Almost one out of three American adults has high cholesterol, according to a report from the American Heart Association. High cholesterol increases your risk for heart disease, heart attacks, and stroke. Stroke is the third leading cause of death in the United States. Heart disease is the leading cause of death in the U.S. — heart disease causes one out of every four deaths. There are things that you can do to lower your total cholesterol levels, but the first step is talking to a medical professional.You can't tell whether you have high cholesterol by looking in the mirror, checking your temperature, or looking for symptoms. Talk to your doctor to learn your cholesterol levels. Click To Tweet
What is cholesterol?
Cholesterol can be a confusing topic. Many people view cholesterol as a bad thing, but your body actually needs cholesterol to work properly. The problem is having too much cholesterol, especially the wrong type, in your blood. High levels of cholesterol can clog arteries and increase your risk for heart diseases.
Your liver produces cholesterol, which is a waxy, fatty substance. You also get cholesterol from eating certain foods, such as meat and dairy products. There are different types of cholesterol, and people often refer to the different types of cholesterol as “good cholesterol” or “bad cholesterol”.

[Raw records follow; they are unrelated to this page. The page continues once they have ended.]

PR #3932, opened 2026-02-21
fix: validate volume mount source paths before spawning detached process

### LINKED ISSUE #2485: Volume mount errors not reported when source path doesn't exist
## Problem

When running an MCP server with a volume mount using `thv run --volume <source>:<target>`, if the source file or directory does not exist on the host, the workload fails to start but **no error is shown to the user** in the terminal. The command appears to succeed, but the workload immediately enters `error` state.

The actual error is only visible in the proxy log file (`~/Library/Application Support/toolhive/logs/<workload-name>.log`):

```
Error: failed to restart workload playwright: failed to set up workload: failed to create container: failed to create mcp container: failed to create container: Error response from daemon: invalid mount config for type "bind": bind source path does not exist: /host_mnt/Users/dan/fakedir
```

## Reproduction Steps

```bash
# Attempt to run with a non-existent source path
thv run --volume /nonexistent/path:/app playwright

# Command appears to succeed with output like:
# MCP server is running in the background (PID: 12345)
# Use 'thv stop playwright' to stop the server

# But checking status shows:
thv list
# NAME        STATUS   ... 
# playwright  error    ...

# Error only visible in logs:
cat ~/Library/Application\ Support/toolhive/logs/playwright.log
```

## Root Cause

The issue occurs due to the detached process architecture of `thv run`:

### 1. Detached Process Returns Before Container Creation

When `thv run` is executed without `--foreground`, `RunWorkloadDetached` spawns a detached process and returns immediately:

```go
// pkg/workloads/manager.go:435
if err := detachedCmd.Start(); err != nil {
    // Only checks if the detached process started, not if container succeeded
    return fmt.Errorf("failed to start detached process: %v", err)
}

// Line 452 - Logs success before container is actually created
logger.Infof("MCP server is running in the background (PID: %d)", detachedCmd.Process.Pid)
```

The detached process executes `thv restart <name> --foreground` (`manager.go:393`), and container creation happens inside that spawned process. Any errors during container creation are written to the log file, not returned to the original CLI process.

### 2. No Pre-flight Volume Path Validation

The volume mount processing in `pkg/runner/config_builder.go:909-976` (`processVolumeMounts`):
- Validates mount format (colon-separated syntax) via `permissions.MountDeclaration.Parse()` (`config_builder.go:948`)
- Checks for duplicate mount targets (`config_builder.go:954`)
- **Does NOT validate that source paths exist** on the host filesystem

The `Parse()` method in `pkg/permissions/profile.go:410` only parses the mount string format, not filesystem existence.

### 3. Docker Validates Too Late

Docker validates mount paths during container creation (`pkg/container/docker/client.go:1287-1341`), but this happens in the detached process after the CLI has already reported success to the user.

## Impact

This creates a poor user experience:
1. Users see a success message but the server never starts
2. No immediate indication of what went wrong
3. Users must manually check logs to discover the issue
4. Debugging requires knowledge of ToolHive's log file locations

## Proposed Solution

Add pre-flight validation of volume mount source paths before spawning the detached process. The validation should:

### Option 1: Validate in `processVolumeMounts()` (Recommended)

Add filesystem validation in `pkg/runner/config_builder.go:processVolumeMounts()` after parsing the mount:

```go
// After line 951 (mount.Parse())
source, target, err := mount.Parse()
if err != nil {
    return fmt.Errorf("invalid volume format: %s (%v)", volume, err)
}

// NEW: Validate source path exists (only for non-resource URIs)
if !strings.HasPrefix(source, "resource://") {
    // Convert to absolute path if relative
    absSource := source
    if !filepath.IsAbs(source) {
        cwd, err := os.Getwd()
        if err != nil {
            return fmt.Errorf("failed to resolve relative path %s: %w", source, err)
        }
        absSource = filepath.Join(cwd, source)
    }
    
    // Check if path exists
    if _, err := os.Stat(absSource); err != nil {
        if os.IsNotExist(err) {
            return fmt.Errorf("volume source path does not exist: %s", absSource)
        }
        return fmt.Errorf("failed to access volume source path %s: %w", absSource, err)
    }
}
```

**Pros:**
- Fails fast during config building
- Error is returned synchronously to CLI
- Works for both foreground and detached modes
- Prevents invalid config from being saved

**Cons:**
- May need special handling for Kubernetes operator (where paths are container-relative)
- Need to ensure validation only runs for CLI/Docker contexts

### Option 2: Validate in `RunWorkloadDetached()` Before Spawning Process

Add validation in `pkg/workloads/manager.go:RunWorkloadDetached()` before line 393:

```go
// Before spawning detached process, validate volume mounts
if err := validateVolumeMounts(runConfig.PermissionProfile); err != nil {
    return fmt.Errorf("invalid volume configuration: %w", err)
}
```

**Pros:**
- Doesn't affect config builder logic
- Isolated to workload execution path

**Cons:**
- More duplicated code
- Error occurs later in the process

### Recommendation

**Option 1** is preferred because:
1. It fails earlier in the process (during config building)
2. It prevents invalid configs from being created
3. The validation can be context-aware (skip for Kubernetes operator)
4. Aligns with the existing validation pattern in `config_builder.go`

### Additional Considerations

1. **Context-aware validation**: Use `buildContext` field to skip validation for Kubernetes operator:
   ```go
   if b.buildContext == BuildContextOperator {
       // Skip filesystem validation for K8s - paths are container-relative
       continue
   }
   ```

2. **Symbolic links**: Use `os.Stat()` (follows symlinks) rather than `os.Lstat()` to allow symlinked volumes

3. **Permissions**: Consider also checking read/write permissions on the source path to catch permission errors early

4. **Error messages**: Provide clear, actionable error messages that help users understand and fix the issue

## Implementation Notes

The fix should be implemented in these files:
- `pkg/runner/config_builder.go` - Add validation to `processVolumeMounts()` method
- Consider extracting validation into a separate method for testability
- Add unit tests covering:
  - Non-existent paths
  - Relative vs absolute paths
  - Symbolic links
  - Permission issues
  - Resource URIs (should skip validation)
  - Kubernetes context (should skip validation)

## Related Code References

- Volume flag parsing: `cmd/thv/app/run_flags.go:152-158`
- Volume processing: `pkg/runner/config_builder.go:909-976`
- Mount declaration parsing: `pkg/permissions/profile.go:410`
- Detached execution: `pkg/workloads/manager.go:364-456`
- Container creation: `pkg/container/docker/client.go:1287-1341`
- Mount configuration: `pkg/container/docker/client.go:621-709`

---

## Contributor Guidance

This is a good first issue! Here's some context to help you get started:

### Where to look
The volume mount processing happens in `pkg/runner/config_builder.go` in the `processVolumeMounts()` function (around line 900).

### What's happening
When a user specifies `--volume /nonexistent/path:/container/path`, the path is parsed and added to the permission profile without checking if the source path actually exists. The error only surfaces later when Docker tries to create the container, resulting in a confusing error message.

### Suggested approach
- Add a path existence check using standard Go `os.Stat()` after parsing the mount declaration
- Return a clear, user-friendly error message like "volume mount source path does not exist: /path"
- Consider handling relative paths (convert to absolute first)
- Add a test case in `pkg/runner/config_builder_test.go`

### How to test
```bash
task build
./bin/thv run --volume /nonexistent/path:/container some-mcp-server
# Should show a clear error about the path not existing
```

### Useful commands
- `task build` - Build the binary
- `task test` - Run unit tests
- `task lint` - Run linter

stakeswky:
## Summary

Fixes #2485

When running `thv run --volume <source>:<target>` with a non-existent source path, the command previously appeared to succeed but the workload would silently enter an error state. The actual error was only visible in the proxy log file.

## Changes

**`pkg/runner/config_builder.go`** — Added pre-flight validation in `processVolumeMounts()`:
- Checks that source paths exist on the host filesystem using `os.Stat()` (follows symlinks)
- Resolves relative paths to absolute before checking
- Skips validation for Kubernetes operator context (paths are container-relative)
- Skips validation for `resource://` URIs
- Returns a clear, actionable error message: `volume mount source path does not exist: /path`

**`pkg/runner/config_builder_test.go`** — Updated existing tests and added coverage:
- Existing volume mount tests now use `t.TempDir()` for real source paths instead of hardcoded `/host` paths
- Added test case for non-existent source path (expects error)

## Approach

Implemented **Option 1** from the issue (validate in `processVolumeMounts()`) because:
1. It fails at the earliest possible point (during config building)
2. It prevents invalid configs from being created
3. It's context-aware (skips for K8s operator)
4. It aligns with the existing validation pattern in `config_builder.go`

## Before / After

**Before:**
```bash
$ thv run --volume /nonexistent/path:/app playwright
MCP server is running in the background (PID: 12345)
# Silently fails — error only in log file
```

**After:**
```bash
$ thv run --volume /nonexistent/path:/app playwright
Error: volume mount source path does not exist: /nonexistent/path
```

### DIFF
--- a/pkg/runner/config_test.go
+++ b/pkg/runner/config_test.go
@@ -752,7 +752,8 @@ func TestRunConfigBuilder(t *testing.T) {
 	}
 	host := localhostStr
 	debug := true
-	volumes := []string{"/host:/container"}
+	tmpVolumeDir := t.TempDir()
+	volumes := []string{tmpVolumeDir + ":/container"}
 	secretsList := []string{"secret1,target=ENV_VAR1"}
 	authzConfigPath := "" // Empty to skip loading the authorization configuration
 	permissionProfile := permissions.ProfileNone
@@ -1304,9 +1305,11 @@ func TestRunConfigBuilder_VolumeProcessing(t *testing.T) {
 	runtime := &runtimemocks.MockRuntime{}
 	validator := &mockEnvVarValidator{}
 
+	tmpReadDir := t.TempDir()
+	tmpWriteDir := t.TempDir()
 	volumes := []string{
-		"/host/read:/container/read:ro",
-		"/host/write:/container/write",
+		tmpReadDir + ":/container/read:ro",
+		tmpWriteDir + ":/container/write",
 	}
 
 	config, err := NewRunConfigBuilder(context.Background(), nil, nil, validator,


pkg/runner/config_builder.go
```diff
@@ -1042,6 +1044,22 @@ func (b *runConfigBuilder) processVolumeMounts() error {
 			return fmt.Errorf("invalid volume format: %s (%w)", volume, err)
 		}
 
+		// Validate source path exists on the host filesystem (CLI context only).
```
JAORMX, line 1047: **Must-fix**: The `resource://` prefix check is incorrect. `MountDeclaration.Parse()` returns `source` as `scheme + "://" + resource` — where `scheme` is the actual URI scheme (e.g., `volume`, `tmpfs`), not the literal string `resource`. So a mount like `volume://mydata:/app` returns `source = "volume://mydata"`, which does **not** start with `resource://` and would incorrectly be stat'd on the filesystem.

`MountDeclaration` already has an `IsResourceURI()` method that handles this correctly. Suggested fix:

```suggestion
		if b.buildContext != BuildContextOperator && !mount.IsResourceURI() {
```

This also makes the code self-documenting — it reads as "skip if this is a resource URI" rather than checking a raw string prefix.

pkg/runner/config_builder.go
```diff
@@ -1042,6 +1044,22 @@ func (b *runConfigBuilder) processVolumeMounts() error {
...
+		// Skip for Kubernetes operator context where paths are container-relative,
+		// and for resource URIs which are not filesystem paths.
+		if b.buildContext != BuildContextOperator && !strings.HasPrefix(source, "resource://") {
+			absSource := source
+			if !filepath.IsAbs(absSource) {
+				absSource, err = filepath.Abs(absSource)
+				if err != nil {
+					return fmt.Errorf("failed to resolve volume mount source path %q: %w", source, err)
+				}
+			}
```
JAORMX, line 1057: **Must-fix**: All `os.Stat` errors are reported as "does not exist", but the path could exist and be inaccessible (e.g., permission denied). This would send users debugging in the wrong direction.

The issue itself suggested the correct pattern. Distinguish `os.IsNotExist` from other errors:

```suggestion
			if _, err := os.Stat(absSource); err != nil {
				if os.IsNotExist(err) {
					return fmt.Errorf("volume mount source path does not exist: %s", absSource)
				}
				return fmt.Errorf("failed to access volume mount source path %s: %w", absSource, err)
			}
```

Note: this also switches to `absSource` in the "does not exist" message (see next comment).

pkg/runner/config_builder.go
```diff
@@ -1042,6 +1044,22 @@ func (b *runConfigBuilder) processVolumeMounts() error {
...
+		// Validate source path exists on the host filesystem (CLI context only).
+		// Skip for Kubernetes operator context where paths are container-relative,
+		// and for resource URIs which are not filesystem paths.
+		if b.buildContext != BuildContextOperator && !strings.HasPrefix(source, "resource://") {
+			absSource := source
+			if !filepath.IsAbs(absSource) {
+				absSource, err = filepath.Abs(absSource)
+				if err != nil {
+					return fmt.Errorf("failed to resolve volume mount source path %q: %w", source, err)
+				}
```
JAORMX, line 1056: **Should-fix**: When a relative path is used (e.g., `./data:/app`), the error shows the original relative path (`./data`) rather than the resolved absolute path. If the user's working directory isn't what they expect, this makes debugging harder.

Consider showing `absSource` instead of `source` in the error message so the user can see exactly which path was checked.

pkg/runner/config_builder_test.go
```diff
@@ -312,6 +317,14 @@ func TestRunConfigBuilder_Build_WithVolumeMounts(t *testing.T) {
 			},
 			expectError: true,
 		},
+		{
+			name: "Non-existent source path",
+			builderOptions: []RunConfigBuilderOption{
+				WithVolumes([]string{"/nonexistent/path/that/does/not/exist:/container"}),
+				WithPermissionProfile(permissions.BuiltinNoneProfile()),
```
JAORMX, line 324: **Should-fix**: A couple of test cases are missing that would strengthen confidence in the guard conditions:

1. **Operator context with non-existent path**: A test using `NewOperatorRunConfigBuilder` with `WithVolumes([]string{"/nonexistent/path:/container"})` that asserts *no error*. This proves the `BuildContextOperator` skip actually works. Without this, a regression that removes the operator guard would go undetected.

2. **Resource URI skips validation**: A test with a resource URI volume (e.g., `volume://mydata:/app`) that asserts *no error*. This would have caught the `resource://` prefix bug noted in the other comment.

JAORMX:
Hey @stakeswky, thanks for the contribution! Validating volume mount source paths is a good catch and something we should have.

I'm closing this for now since there hasn't been activity since the review. The main things that still need fixing are using `IsResourceURI()` instead of the `strings.HasPrefix` check, and properly distinguishing `ENOENT` from other `os.Stat` failures. Not a ton of work, but it's been sitting a while.

If you want to pick this up again, feel free to reopen or start a new PR. The core idea is good!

- LDL (low-density lipoproteins) is commonly referred to as “bad cholesterol”. High LDL levels mean increased risk for cholesterol buildup in the arteries, and increased risk for heart disease.
- HDL (high-density lipoproteins) is the “good cholesterol”. HDL cholesterol carries cholesterol back to the liver from the rest of the body, where it is removed from the body.
There are other types of cholesterol, including very-low-density lipoproteins (VLDL), but HDL and LDL are the two main types of cholesterol that most people need to pay attention to.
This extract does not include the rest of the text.